= Stored data =
►

PR #3925, opened 2025-05-13
`linera-faucet`: return a whole `ChainDescription`

Twey:
## Motivation

Currently we work with the faucet by first claiming a chain, which creates that chain's description in the network, then downloading the chain description from the validators into the client storage.  This adds a roundtrip, but more importantly requires that we already have a client before getting a chain from the faucet, making it hard to work with the wallet before the client is initialized, which is necessary for e.g. initializing signers.

## Proposal

Instead, return the whole chain description directly from the faucet, and remove the `ClaimOutcome` type (and thus the `linera-faucet` crate, which currently exists just to hold it).

## Test Plan

CI.

## Release Plan

## Links


linera-client/src/client_context.rs
```diff
@@ -404,21 +404,15 @@ where
         }
     }
 
-    pub async fn assign_new_chain_to_key(
+    pub async fn chain_description(
```
afck, line 407: Let's add a comment here to clarify that this might actually _download_ the chain description blob, and without verifying that it has been published.

linera-faucet/server/src/lib.rs
```diff
@@ -145,46 +145,48 @@ where
...
         self.context.lock().await.update_wallet(&client).await?;
-        let (chain_id, certificate) = match result? {
-            ClientOutcome::Committed(result) => result,
+        let chain_id = match result? {
+            ClientOutcome::Committed((chain_id, _certificate)) => chain_id,
             ClientOutcome::WaitForTimeout(timeout) => {
                 return Err(Error::new(format!(
                     "This faucet is using a multi-owner chain and is not the leader right now. \
-                    Try again at {}",
+                      Try again at {}",
```
afck, line 169: (I always wonder about that; is that the correct way to indent multi-line string literals? :sweat_smile:)

linera-client/src/client_context.rs
deuszx, line 407: This function is exactly(?) like the one in `chain_listener.rs` 👀

Twey: Oops!  I thought I'd deleted this.  Thanks :)

linera-service/src/linera/main.rs
```diff
@@ -1251,17 +1251,17 @@ impl Runnable for Job {
                     {faucet_url}",
                 );
                 let faucet = cli_wrappers::Faucet::new(faucet_url);
-                let outcome = faucet.claim(&owner).await?;
-                println!("{}", outcome.chain_id);
-                println!("{}", outcome.certificate_hash);
-                println!("{}", owner);
+                let description = faucet.claim(&owner).await?;
+                println!("{}", description.id());
+                serde_json::to_writer(std::io::stdout(), &description)?;
```
afck, line 1256: Maybe that doesn't need to be on `stdout`, and should be a debug or info log instead?

afck (approved):
No blockers from my side! :+1: 

But it would be good if @bart-linera could also take a look. And we need to make sure that we keep track of all the places where we put a blob in storage without verifying it, so we can fix them later!

linera-client/src/client_context.rs
Twey: I don't believe that's true — I think `ensure_has_chain_description` downloads the blob safely?

linera-faucet/server/src/lib.rs
Twey: Oh this was just some combination of my editor and `cargo fmt` :sweat_smile: Reverting.

deuszx:
I can see that this PR improves our lifes by removing the `linera-faucet` but I do not see an improvement on a client side (neither in the test, nor in the CI) 👀 can you point it out to me?

linera-service/src/linera/main.rs
Twey: Oh I thought I was going to need it, but I don't really.  I'll remove it entirely.

Twey:
@deuszx Currently it doesn't, but it will improve the Web client API in a bit :)

linera-client/src/client_context.rs
afck: It currently downloads it _without_ verifying.

We don't need to add a comment here if @bart-linera will address that _inside_ `ensure_has_chain_description`, or if he'll revisit all the call sites anyway. Let's just make sure we don't forget about this!

Twey: Verifying here means looking for a block that published the blob?

afck: Yes, exactly.

bart-linera: I'm pretty sure I will address the issue within `ensure_has_chain_description`, but I'd opt for taking a note of it, anyway (could be a `TODO (#2351)`).

Twey: So the only new callsite is in `linera-faucet-server`, which will always hit the local path.  But I'll add a comment to the existing callsite just in case.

◄

= EXERCISE DETAILS =
Show every line above in which the word "println" appears.

= RESULT BELOW =
-                println!("{}", outcome.chain_id);
-                println!("{}", outcome.certificate_hash);
-                println!("{}", owner);
+                println!("{}", description.id());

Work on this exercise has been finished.